Exercise directions — The full listing is to be written out again, unchanged.
--- START ---
PR #294, opened 2020-03-11
Sales view

roeierez:
This PR adds initial implementation of Sale view applied in the POS mode.

### DIFF
--- a/lib/routes/charge/sale_view.dart
+++ b/lib/routes/charge/sale_view.dart
@@ -116,9 +116,10 @@ class _TotalSaleCharge extends StatelessWidget {
     var totalSats = currentSale.totalChargeSat;
     String formattedCharge;
     if (useFiat) {
-      formattedCharge = accountModel.fiatCurrency.format(totalSats);
+      var fiatValue = accountModel.fiatCurrency.satToFiat(totalSats);
+      formattedCharge = accountModel.fiatCurrency.formatFiat(fiatValue, allowBelowMin: true, removeTrailingZeros: true);
     } else {
-      formattedCharge = accountModel.currency.format(totalSats);
+      formattedCharge = accountModel.currency.format(totalSats, removeTrailingZeros: true);
     }
     return Text(
       "Total: $formattedCharge",
@@ -146,6 +147,10 @@ class SaleLinesList extends StatelessWidget {
           return Column(
             children: [
               SaleLineWidget(
+                  onDelete: (){
+                    var newSale = currentSale.copyWith(saleLines: currentSale.saleLines..removeAt(index));
+                    posCatalogBloc.actionsSink.add(SetCurrentSale(newSale));
+                  },
                   onChangeQuantity: (int delta) {
                     var saleLine = currentSale.saleLines[index];
                     var newSale = currentSale.incrementQuantity(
--- END ---
Exercise answer —
PR #294, opened 2020-03-11
Sales view

roeierez:
This PR adds initial implementation of Sale view applied in the POS mode.

### DIFF
--- a/lib/routes/charge/sale_view.dart
+++ b/lib/routes/charge/sale_view.dart
@@ -116,9 +116,10 @@ class _TotalSaleCharge extends StatelessWidget {
     var totalSats = currentSale.totalChargeSat;
     String formattedCharge;
     if (useFiat) {
-      formattedCharge = accountModel.fiatCurrency.format(totalSats);
+      var fiatValue = accountModel.fiatCurrency.satToFiat(totalSats);
+      formattedCharge = accountModel.fiatCurrency.formatFiat(fiatValue, allowBelowMin: true, removeTrailingZeros: true);
     } else {
-      formattedCharge = accountModel.currency.format(totalSats);
+      formattedCharge = accountModel.currency.format(totalSats, removeTrailingZeros: true);
     }
     return Text(
       "Total: $formattedCharge",
@@ -146,6 +147,10 @@ class SaleLinesList extends StatelessWidget {
           return Column(
             children: [
               SaleLineWidget(
+                  onDelete: (){
+                    var newSale = currentSale.copyWith(saleLines: currentSale.saleLines..removeAt(index));
+                    posCatalogBloc.actionsSink.add(SetCurrentSale(newSale));
+                  },
                   onChangeQuantity: (int delta) {
                     var saleLine = currentSale.saleLines[index];
                     var newSale = currentSale.incrementQuantity(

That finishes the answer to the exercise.